2. The method of claim 1, wherein said hub is comprised of hardware or software, or a combination thereof.
3. The method of claim 1, wherein said hub is a firewall.
4. The method of claim 1, wherein said hub is an Internet Service Provider (ISP).
5. The method of claim 1, wherein said hub is a cable/ADSL provider.
6. The method of claim 1, wherein said hub is a router.
7. The method of claim 1, wherein said hub is a network hub.
8. The method of claim 1, wherein said content is advertisement(s).
9. The method of claim 1, wherein said content is emergency procedures/numbers.
10. The method of claim 1, wherein said content is announcements.
11. The method of claim 1, wherein said content is the weather.
12. The method of claim 1, wherein said content is services.
13. The method of claim 1, wherein said Internet-site template is a web page.
14. The method of claim 1, wherein said Internet-site template is part of a web page.
15. The method of claim 1, wherein said per user request is direct user-request for local content.
16. The method of claim 1, wherein said user request is a mechanism for substituting Internet-site template(s) with location-specific content.
17. The method of claim 1, wherein said per user request is via a mechanism for adding location-specific content.
18. A method of an ISP providing for web pages a set of APIs to determine general location of user-request (e.g. city), for the purpose of the web site delivering local content.
Description

When a user sends a request to view a page on the Internet, the geographic location of the user may be derived automatically from the request. As the request proceeds from the user to the requested Internet server, each hub/node on the route knows which hub/node preceded it (if only to know where to return the requested information to). In particular, the first hub after the user knows who and where the end user is, and the service provider also knows who the user is (if only for billing purposes).
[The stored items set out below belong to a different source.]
PR #1387, opened 2015-12-15
Add RegisterDefaultExceptionMappers to TestRule

nickbabcock:
This commit makes the default behavior of `ResourceTestRule` to register
all the default exception mappers, much like how the default yaml
configuration will register the default exception mappers.

If a user wants to override the default exception mappers, then they can
call `setRegisterDefaultExceptionMappers(false)` and subsequently register
their custom exception mappers.

Note that this is breaking behavior as those who registered their
exception mappers will now have to call setRegisterDefaultExceptionMappers
and those who wanted the default exception mappers should now remove their
registrations of the default exception mappers.

The  reason behind this pull request is that, in my opinion, it is unreasonable
for someone new to Dropwizard to know all the default exception mappers that
they will need to register in `ResourceTestRule` to get the same behavior as their
app.

### DIFF
--- a/docs/source/manual/testing.rst
+++ b/docs/source/manual/testing.rst
@@ -215,6 +215,18 @@ easily.
 
     You can trust ``PeopleStore`` works because you've got working unit tests for it, right?
 
+Default Exception Mappers
+-------------------------
+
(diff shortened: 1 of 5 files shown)


arteam:
LGTM. I think this is a step in the right direction, because testing environment should closely resemble production.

Using this information, such a hub may provide local content to the user, either by direct request from the user, or by supplanting local content in Internet pages, in areas reserved for such purpose. Alternatively, Internet pages themselves can use the locality of the user, either by tracing the request or getting that information from “upstream” nodes (with user consent, of course).
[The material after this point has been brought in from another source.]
Issue #1318, opened 2015-10-31
Support authentication of polymorphic Principal classes


evnm:
A web service that I'm implementing requires the notion of different classes of API keys for authenticating requests to different endpoints (e.g. read vs write keys). I thought that the natural way to implement this would be to form a simple class hierarchy of `java.security.Principal`s:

There were previous attempts, of course, to couple web pages with the geographic location of the user, both covert (e.g. cookies, spyware), and overt (e.g. online registration forms, links to geographic-specific pages). Using another method, examining the IP address of the user, the country of origin may be inferred, which is not very useful. U.S. Pat. No. 6,629,136 to Naidoo, 1999 proposed to use the user-registration information on the network/Internet server, while U.S. Pat. No. 6,757,740 to Parekh et al., 2000) proposes back-tracing the user request to its source. Both of the above patents suggest some central database for storing the user-locations or local content, with elaborate look-up and authentication required to use this information. This is counter to the Internet, where users and web sites are distributed, by definition.
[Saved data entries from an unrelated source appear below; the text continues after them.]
PR #1394, opened 2015-12-24
Add ability to have config inheritance and property resolvers in configs

brentryan:
This PR provides a way for users to use inheritance in their configuration files.  I've seen several developers asking for this within dropwizard and we've been using this for a long time at Cvent to reduce as much boiler plate as we can from our configurations when each service has to support dev,alpha,staging,load, and production environment configs.

To use this for your service you'd initialize your service like this:

        MergedConfigurationFactoryFactory<T> cff
                = new MergedConfigurationFactoryFactory<>();
        MultiConfigurationSourceProvider sp = new MultiConfigurationSourceProvider();

        bootstrap.setConfigurationFactoryFactory(cff);
        bootstrap.setConfigurationSourceProvider(sp);
        bootstrap.addCommand(new DisplayMergedConfigCommand<>(this));

Your yaml config files would have something like this in them:

        parentConfigurationFile: configs/base.yaml

This allows all of your configuration files to reference a parent configuration where most "common" settings are placed.

With this PR you also have the ability to do replacements within the config using ${property} syntax.  This is useful so that if you have a configuration property like "environmentName" then you can reference this property anywhere else in your configuration without having to specify the same thing multiple times.


brentryan:
Also, this is optional and shouldn't affect prior implementations.  If you guys thing you'd like to include this or something like this in dropwizard them let me know what else is missing from this PR that could help facilitate getting this done and documented.

jplock:
Can the tasks be broken out into a separate PR? I think that is useful, but I'm personally not sure I'd want to support any type of configuration hierarchy as it makes debugging less explicit and error prone.

janolaveide:
I think this is would be very useful. I have in fact written my own Config
provider that merges 2 config files using the yaml merge directive, but I
think this PR solves the common/local requirement better.

Den torsdag 24. desember 2015 skrev Justin Plock <notifications@github.com>
følgende:

brentryan:
@jplock I can break that out into a separate task if you want.  However, it's completely relevant to this PR so not sure I understand why.  The command and task that I've added are useful for troubleshooting/verifying configurations when needed.

We've been using this system with 150+ developers for over a year now without issues around debugging and I think it's worked out well to reduce boilerplate plus still allow for some flexibility.

In our next version, we're going to get rid of configuration files entirely so they come from an externally managed centralized system so that we can control all of our configurations in 1 place across all of our applications.  And some changes will take effect at runtime and/or trigger a graceful reload of the application.  Hopefully we'll get that done in 2016.

nickbabcock:
Things that are of an immediate concern with the implementation:

- Possibility of the config task to "leak" passwords, especially if the password were referenced through environment variables. Even though the admin port should be protected and the task is optional, this does open up another attack surface that may be non-obvious.
- Looks to not handle cyclical references.
- I'd prefer an implementation of less copy + paste
- No tests/docs
- Not sure if having everything in the core module is appropriate.

More on the last point. I believe that this topic will invite a lot of bikeshedding and considering that this pull request is composed of strictly additions, I think the best first step is to make this a dropwizard module (http://modules.dropwizard.io/). There it can undergo further development and scrutiny.

Let me know what you think.

jplock:
@nickbabcock great idea on the module. +1 on that.

brentryan:
Thanks guys. I'll look into moving this to a module when I get some free time.

@nickbabcock I agree with the less copy/paste but we'd need to refactor some of the other dropwizard core classes to allow for this and now that this will be a module I'm not too sure it matters. If you'd like I can take a stab at another PR to dropwizard that fixes this then I can refactor this code before putting it into a module.

nickbabcock:
I'd much rather you get the module out and working then iterate on refactoring :smile:

brentryan:
Closing PR as I'll move over to a module.

PR #1398, opened 2015-12-30
Lazy initialization of "static" fields should be "synchronized"

kirill-vlasov:
This pull request is focused on resolving occurrences of Sonar rule squid:S2444 - Lazy initialization of "static" fields should be "synchronized"
You can find more information about the issue here:
https://dev.eclipse.org/sonar/coding_rules#q=squid:S2444
Please let me know if you have any questions.
Kirill Vlasov

### DIFF
--- a/dropwizard-jdbi/src/main/java/io/dropwizard/jdbi/jersey/LoggingDBIExceptionMapper.java
+++ b/dropwizard-jdbi/src/main/java/io/dropwizard/jdbi/jersey/LoggingDBIExceptionMapper.java
@@ -29,7 +29,7 @@ public class LoggingDBIExceptionMapper extends LoggingExceptionMapper<DBIExcepti
     }
 
     @VisibleForTesting
-    static void setLogger(Logger newLogger) {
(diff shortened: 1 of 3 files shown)


dropwizard-migrations/src/test/java/io/dropwizard/migrations/DbDumpCommandTest.java
```diff
@@ -43,7 +43,7 @@
     private TestMigrationConfiguration existedDbConf;
 
     @BeforeClass
-    public static void initXmlParser() throws Exception {
+    public static synchronized void initXmlParser() throws Exception {
```
arteam: I'm quite sure this is a false positive. `@BeforeClass` methods will be invoked only once per class, this is guaranteed by JUnit. I would just moved the variable assignments from this method directly to theirs declaration.

kirill-vlasov: I totally agree, file is updated.

PR #1400, opened 2015-12-30
Disable parallel tests by default

arteam:
Run them in parallel only in the dev mode. Looks like that Travis CI is really flaky with a parallel test execution. The build often fails without a reason and this really confuses new contributors. Better
to have a slow and stable build then fast and unreliable.


nickbabcock:
Yeah let's see if this fixes things.

PR #1403, opened 2016-01-04
Use h2 and h2c as the HTTP/2 connector names

arteam:
`h2` and `h2c` are official identificators for the HTTP/2 over TLS and HTTP/2 clear text protocols. It would be more consistent with the spec and less confusing for users, if we used these them instead `http2` and `http2c`.

See [HTTP/2 implementation list](https://github.com/http2/http2-spec/wiki/Implementations) for the reference.


nickbabcock:
Makes sense to me.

Accordingly, several objects and advantages of this invention are:

  • (a) It uses readily available knowledge, requires no registration, no prior knowledge, no authentication, no fancy tracing mechanisms, and is advantageous to all parties involved.
  • (b) It can provide local content with or without expressed user consent.
  • (c) Its function relies only on the location of the Internet user, and doesn't even need to know who the user is who is making the request.
  • (d) It introduces the concept of substitutable web-page templates, where sub-sections of a web page may be substituted for local content.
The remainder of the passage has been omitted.